Alguien se ha percatado como al final del video hay un morito de mierda que se lleva un bolso femenino?


----------



## Teniente_Dan (24 May 2022)

Tudela macho,

Lo que eran los pueblos y en lo que los han convertido.


----------



## Roberto Malone (24 May 2022)

¿Minuto y resultado?.

KALERGI RULES!.


----------



## Manoliko (24 May 2022)

Los panchitos al menos pelean con honor ¿Os fijáis lo mariconas, cobardes y traicioneros que son los moros? En superioridad numérica, contra un panchito que es físicamente más pequeño que ellos y esperan a que la chica le agarre y trate de llevárselo para lanzarse todos contra él.

Evitando siempre el uno contra uno y el cara a cara. Atacando siempre por la espalda y con superioridad numérica. Y eso que le sacan todos una cabeza. Golpeando no para defenderse sino para hacer daño, y solo cuando ven la ocasión muy clara.

Repugnante.


----------



## ENRABATOR (24 May 2022)

Manoliko dijo:


> Los panchitos al menos pelean con honor ¿Os fijáis lo mariconas, cobardes y traicioneros que son los moros? En superioridad numérica, contra un panchito que es físicamente más pequeño que ellos y esperan a que la chica le agarre y trate de llevárselo para lanzarse todos contra él.
> 
> Repugnante.



Los españoles de hace siglos lo sabian, decian que el moro es taimado pero los votontos de hoy lo han olvidado


----------



## Pagaaloslistoscontudinero (24 May 2022)

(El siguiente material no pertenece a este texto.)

PR #577, opened 2020-07-13
GCW-3186 Add quantity indicator for items

shreyas098:
### Ticket Link: 

https://jira.crossroads.org.hk/browse/GCW-3186

### What does this PR do?

FEATURE: Adds quantity widget feature

### Screenshots

Screen Shot 2020-07-14 at 9 57 46 AM

Screen Shot 2020-07-14 at 9 58 05 AM

### DIFF
--- a/app/components/quantity-widget.js
+++ b/app/components/quantity-widget.js
@@ -16,6 +16,11 @@ export default Component.extend({
     }
   },
 
+  validValueCheck(pkg) {
+    let quantity = +this.get("value");
+    return quantity < 1 || quantity > pkg.get("availableQuantity") || !quantity;
+  },
+
   setUpdatedValue(value, isValueValid) {
     if (isValueValid) {
       this.set("showErrorMessage", false);
@@ -29,7 +34,7 @@ export default Component.extend({
   actions: {
     incrementQty(quantity) {
       let incrementedValue = +this.get("value") + 1;
-      this.setUpdatedValue(incrementedValue, incrementedValue < +quantity);
+      this.setUpdatedValue(incrementedValue, incrementedValue <= +quantity);
     },
 
     decrementQty() {
@@ -38,17 +43,11 @@ export default Component.extend({
     },
 
     focusOut(pkg) {
-      let quantity = +this.get("value");
-      if (
-        quantity < 1 ||
-        quantity > pkg.get("availableQuantity") ||
-        !quantity
-      ) {
+      if (this.validValueCheck(pkg)) {
         this.set("showErrorMessage", true);
         this.set("value", 1);
-        quantity = 1;
       }
-      this.performAction(quantity);
+      this.performAction(+this.get("value"));
     },
 
     // Fix: Failing randomly(Known issue with Ember)
--- a/app/components/quantity-widget.js
+++ b/app/components/quantity-widget.js
@@ -3,42 +3,40 @@ import Component from "@ember/component";
 
 export default Component.extend({
   value: computed("model.package", function() {
-    if (this.get("package.requestedPackage")) {
-      return this.get("package.requestedPackage.quantity");
-    }
-    return 1;
+    return this.get("package.requestedPackage")
+      ? this.get("package.requestedQuantity")
+      : 1;
   }),
-  setValueIfValid(value, isValidValue, id) {
+
+  setValue(value, isValidValue) {
     if (isValidValue) {
       this.set("showErrorMessage", false);
-      Ember.$("#qty" + id).val(value);
+      this.set("value", value);
     } else {
       this.set("showErrorMessage", true);
     }
   },
-  elementValue(id) {
-    return Ember.$("#qty" + id).val();
-  },
+
   actions: {
-    incrementQty(quantity, id) {
-      let incrementedValue = +this.elementValue(id) + 1;
-      this.setValueIfValid(incrementedValue, incrementedValue <= +quantity, id);
+    incrementQty(quantity) {
+      let incrementedValue = +this.get("value") + 1;
+      this.setValue(incrementedValue, incrementedValue <= +quantity);
     },
 
-    decrementQty(id) {
-      let decrementedValue = +this.elementValue(id) - 1;
-      this.setValueIfValid(decrementedValue, decrementedValue >= 1, id);
+    decrementQty() {
+      let decrementedValue = +this.get("value") - 1;
+      this.setValue(decrementedValue, decrementedValue >= 1);
     },
 
     focusOut(pkg) {
-      const quantity = this.elementValue(pkg.id);
+      const quantity = +this.get("value");
       if (
         +quantity < 1 ||
         +quantity > +pkg.get("availableQuantity") ||
         !+quantity
       ) {
         this.set("showErrorMessage", true);
-        Ember.$("#qty" + pkg.id).val(1);
+        this.set("value", 1);
         return false;
       }
     },
--- a/app/components/quantity-widget.js
+++ b/app/components/quantity-widget.js
@@ -8,33 +8,29 @@ export default Component.extend({
       : 1;
   }),
 
-  actionValue(value) {
-    if (this.get("action") == "setRequestValue") {
-      this.sendAction("action", value);
+  performAction(value) {
+    if (this.get("type") == "request") {
+      this.requestAction(value);
     } else {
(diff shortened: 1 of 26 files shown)


app/components/quantity-widget.js
```diff
@@ -0,0 +1,50 @@
+import { computed } from "@ember/object";
+import Component from "@ember/component";
+
+export default Component.extend({
+  value: computed("model.package", function() {
+    if (this.get("package.requestedPackage")) {
```
bharat619, line 6: u can make use of ternary if here

app/components/quantity-widget.js
```diff
@@ -0,0 +1,50 @@
...
+      return this.get("package.requestedPackage.quantity");
+    }
+    return 1;
+  }),
+  setValueIfValid(value, isValidValue, id) {
```
bharat619, line 11: keep the name as setValue

app/components/quantity-widget.js
```diff
@@ -0,0 +1,50 @@
...
+    if (isValidValue) {
+      this.set("showErrorMessage", false);
+      Ember.$("#qty" + id).val(value);
```
bharat619, line 14: why `Ember.$("#qty" + id).val(value);`?

`this.set('value', value)` will this not work? 🤔

app/components/quantity-widget.js
```diff
@@ -0,0 +1,50 @@
...
+    } else {
+      this.set("showErrorMessage", true);
+    }
+  },
+  elementValue(id) {
+    return Ember.$("#qty" + id).val();
```
bharat619, line 20: same as above,

`return this.get('value')`

bharat619: u can completely get rid of `elementValue` property since you have `value` property

app/controllers/application.js
```diff
@@ -162,11 +162,11 @@ export default Controller.extend(cancelOrderMixin, {
       );
     },
 
-    checkout() {
+    async checkout() {
       if (this.get("cart.isEmpty")) {
         return;
       }
-
+      await this.get("cart").updateRequestedQuantity();
```
bharat619, line 169: not sure if want to await this,
`updateRequestedQuantity` is not returning any promise

app/controllers/order/confirm_booking.js
```diff
@@ -45,7 +45,7 @@ export default Controller.extend(cancelOrderMixin, asyncTasksMixin, {
       if (this.badCart()) {
         return this.i18nAlert("items_not_available", _.noop);
       }
-
+      await this.get("cart").updateRequestedQuantity();
```
bharat619, line 48: same as previous comment

app/controllers/orders/goods.js
```diff
@@ -38,11 +38,44 @@ export default detail.extend({
...
+    let res = [];
+    let refs = {};
+    ordersPackages.map(req => {
+      if (!req.get("package.hasSiblingPackages")) {
+        res.push(req);
+        return;
+      }
+      const packageSet = req.get("package.packageSet");
+      const packageSetId = packageSet.get("id");
+      refs[packageSetId];
```
bharat619, line 66: u might want to remove this line?

app/controllers/package_set.js
```diff
@@ -36,27 +38,30 @@ export default Controller.extend({
...
 
-      return record.get("isSet")
-        ? record.get("packages").filterBy("isAvailable")
-        : [record];
+      return record.get("isSet") ? record.get("packages") : [record];
     }
   ),
 
-  notAvailableInStock: computed(
+  notAvailableInStock: observer(
```
bharat619, line 54: can we avoid observer?

cc: @abulsayyad123

app/controllers/package_set.js
```diff
@@ -36,27 +38,30 @@ export default Controller.extend({
...
     "allPackages.@each.availableQuantity",
     function() {
-      let quantities = this.get("allPackages").map(pkg =>
-        pkg.get("availableQuantity")
+      let quantity = this.get("allPackages").any(
```
bharat619, line 57: shouldn't this be `.some()`? 🤔

app/controllers/application.js
shreyas098: Yes , updateRequestedQuantity is returning promise , hence await is added

app/controllers/order/confirm_booking.js
shreyas098: required..

app/controllers/package_set.js
shreyas098: In order to fix regression of live updating I have added observer which was not happening with computed..but please do let me know if there is any way to do it

app/controllers/package_set.js
shreyas098: sure..even that can be done..i will do it

app/components/quantity-widget.js
shreyas098: 👍

app/controllers/orders/goods.js
shreyas098: yes... thanks 👍

app/components/quantity-widget.js
shreyas098: It will but than i would no be able to call it in cart service.To avoid 2 way binding i have added in jquery way

app/components/quantity-widget.js
shreyas098: as mentioned above it used to avoid 2 way binding

app/components/quantity-widget.js
```diff
@@ -0,0 +1,54 @@
...
+      let incrementedValue = +this.get("value") + 1;
+      incrementedValue <= +quantity
+        ? this.set("value", incrementedValue) &&
+          this.performAction(incrementedValue)
+        : this.set("showErrorMessage", true);
+    },
+
+    decrementQty() {
+      let decrementedValue = +this.get("value") - 1;
+      decrementedValue >= 1
```
abulsayyad123, line 30: Use if-else instead of ternary to better clarity.

app/components/quantity-widget.js
```diff
@@ -0,0 +1,54 @@
...
+        ? this.set("value", decrementedValue) &&
+          this.performAction(decrementedValue)
+        : this.set("showErrorMessage", true);
+    },
+
+    focusOut(pkg) {
+      const quantity = +this.get("value");
+      if (
```
abulsayyad123, line 38: you can move code block of `if` into separate method and give it some meaningful name.

app/controllers/application.js
```diff
@@ -25,7 +26,7 @@ export default Controller.extend(cancelOrderMixin, {
   isHomePage: computed("currentPath", function() {
     return this.get("currentPath") === "home";
   }),
-
+  updatedQuantity: EmberObject.create({}),
```
abulsayyad123, line 29: Why specifically EmberObject, I think normal object could work ?

app/controllers/order/confirm_booking.js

Muy inteligente meterse en esas peleas, de auténticos premios Nobel.


----------



## casaire (24 May 2022)

ANS² dijo:


> ¿pero qué clase de basura viene a este país?

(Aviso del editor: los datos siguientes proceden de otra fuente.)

PR #580, opened 2020-07-29
Fixes for breaking of the live updates of quantity in quantity feature

shreyas098:
### Ticket Link: 

https://jira.crossroads.org.hk/browse/GCW-3186

### What does this PR do?
Fixes for breaking of the live updates of quantity in quantity feature and it also fix the issue mentioned in https://jira.crossroads.org.hk/browse/GCW-3031

### DIFF
--- a/app/controllers/package_set.js
+++ b/app/controllers/package_set.js
@@ -59,20 +59,6 @@ export default Controller.extend({
     }
   ),
 
-  notAvailableInStock: observer(
-    "allPackages.@each.availableQuantity",
-    function() {
-      let quantity = this.get("allPackages").any(
-        pkg => pkg.get("availableQuantity") == 0
-      );
-      if (quantity) {
-        this.set("packageUnavailableInSet", true);
-      } else {
-        this.set("packageUnavailableInSet", false);
-      }
-    }
-  ),
-
   categoryObj: computed("categoryId", function() {
     if (this.get("categoryId")) {
       return this.store.peekRecord("package_category", this.get("categoryId"));
--- a/app/controllers/package_set.js
+++ b/app/controllers/package_set.js
@@ -55,7 +55,6 @@ export default Controller.extend({
       let quantity = this.get("allPackages").any(
         pkg => pkg.get("availableQuantity") == 0
       );
-      console.log(quantity);
       return quantity ? true : false;
     }
   ),
--- a/app/controllers/package_set.js
+++ b/app/controllers/package_set.js
@@ -55,7 +55,7 @@ export default Controller.extend({
       let quantity = this.get("allPackages").any(
         pkg => pkg.get("availableQuantity") == 0
       );
-      return quantity ? true : false;
+      return !!quantity;
     }
   ),
 
--- a/app/controllers/package_set.js
+++ b/app/controllers/package_set.js
@@ -49,6 +49,16 @@ export default Controller.extend({
       return record.get("isSet") ? record.get("packages") : [record];
     }
   ),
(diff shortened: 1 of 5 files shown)


app/services/cart.js
```diff
@@ -151,6 +151,7 @@ export default ApiService.extend(asyncMixin, {
    */
   refresh() {
     this.get("store").unloadAll("requested_package");
+    this.get("store").findAll("package", { reload: true });
```
abulsayyad123, line 154: What is the reason to fetch `package` here ?

shreyas098: To get the remaining quantities of the packages after the order is placed

app/controllers/package_set.js
```diff
@@ -49,6 +49,15 @@ export default Controller.extend({
       return record.get("isSet") ? record.get("packages") : [record];
     }
   ),
+  packageUnavailableInSet: computed(
+    "allPackages.@each.availableQuantity",
+    function() {
+      let quantity = this.get("allPackages").any(
+        pkg => pkg.get("availableQuantity") == 0
+      );
+      return quantity ? true : false;
```
abulsayyad123, line 58: `!!quantity` would be better.

app/services/cart.js
```diff
@@ -124,6 +124,11 @@ export default ApiService.extend(asyncMixin, {
       order_id: order.get("id")
     }).then(data => {
       this.get("store").pushPayload(data);
+      data.orders_packages.map(data => {
+        this.get("store").findRecord("package", data.package_id, {
```
abulsayyad123, line 128:
```
   data.orders_packages.map(({package_id}) => this.get("store").peekRecord("package", package_id);
```
Can we try something like this ?

app/controllers/package_set.js
bharat619: its a boolean function.
You can name it something with `isXYZ` kind of name. For example: `isPackageUnavailableInSet`

Further you can make it as
```javascript
isPackageUnavailableInSet: computed(
    "allPackages.@each.availableQuantity",
    () => this.get("allPackages").any(pkg => !pkg.get("availableQuantity"))
)
```

app/controllers/package_set.js
```diff
@@ -49,6 +49,15 @@ export default Controller.extend({
...
+    "allPackages.@each.availableQuantity",
+    function() {
+      let quantity = this.get("allPackages").any(
+        pkg => pkg.get("availableQuantity") == 0
+      );
+      return !!quantity;
+    }
+  ),
 
   notAvailableInStock: observer(
```
patrixr, line 62: Since you are now computing `packageUnavailableInSet`, you should probably remove `notAvailableInStock` since it's manually setting that property in an observer.

I'm not sure why it was an observer to begin with, computed property is definitely the way to go 👍

app/services/cart.js
```diff
@@ -124,6 +124,11 @@ export default ApiService.extend(asyncMixin, {
...
+          reload: true
+        });
+      });
```
patrixr, line 131: Big red flag here, you're creating promises via `findRecord` without returning them or handling failures. That should almost never happen

```suggestion
      return data.orders_packages.map(data => {
        return this.get("store").findRecord("package", data.package_id, {
          reload: true
        });
      });
```

app/controllers/package_set.js
shreyas098: sure..done

app/services/cart.js
shreyas098: sure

Pues futuros votantes rojos... Inmigrantes cantera del psyco Sanchez. .


----------



## CocoVin (24 May 2022)

Y después el jovenzuelo blanco autóctono votara progresismo.


----------



## Espeluznao (24 May 2022)

Elvensen dijo:


> Y en los momentos finales, como se lleva de puñetazos el tio de verde que antes estaba repartiendo bien.



El de verde no ha conectado un solo golpe. Estaba espantando moscas.


----------



## circodelia2 (24 May 2022)

Pues parece que a la subnormal también le zurran. 
....


----------



## Kovaliov (24 May 2022)

Manteka dijo:


> El de verde empieza a recibir por culpa de la gorda que lo intenta sacar de ahí cuando estaba en su salsa dándole a varios



El de verde es el puto amo. Le mete a cuatro o cinco hasta que la tía le impide defenderse


----------



## dcuartero (24 May 2022)

Si tengo que elegir prefiero a mis hermanos cobrisos antes que a los de los desiertos cercanos....


----------



## Thomas Robert Malthus (24 May 2022)

tan españoles como abascal


----------



## audienorris1899 (24 May 2022)

Vaya cate le mete el de negro a la pava ésa en todo el careto.








Avisadme cuando se pronuncie al respecto Irene Montero en Twitter.


----------



## Thomas Robert Malthus (24 May 2022)




----------



## Thomas Robert Malthus (24 May 2022)

audienorris1899 dijo:


> Vaya cate le mete el de negro a la pava ésa en todo el careto.
> 
> 
> 
> ...



la que se come el meco se parece a la que sale corriendo del coche patrulla


----------



## Pollepolle (24 May 2022)

Tudela esta gobernada por Vox. Ahi lo dejo.


----------



## mxmanu (24 May 2022)

Que valientes los moromierdas, 2 y 3 vs 1.


Supongo que hoy ya estarán todos esos expulsados del país, sobre todo el roba bolsos


----------



## patroclus (24 May 2022)

Faltan etnianos.


----------



## Pom (24 May 2022)

Para el amego que se lleva el bolso:

Articulo 242 del codigo penal 

1. El culpable de robo con violencia o intimidación en las personas será castigado con la pena de prisión de dos a cinco años, sin perjuicio de la que pudiera corresponder a los actos de violencia física que realizase. 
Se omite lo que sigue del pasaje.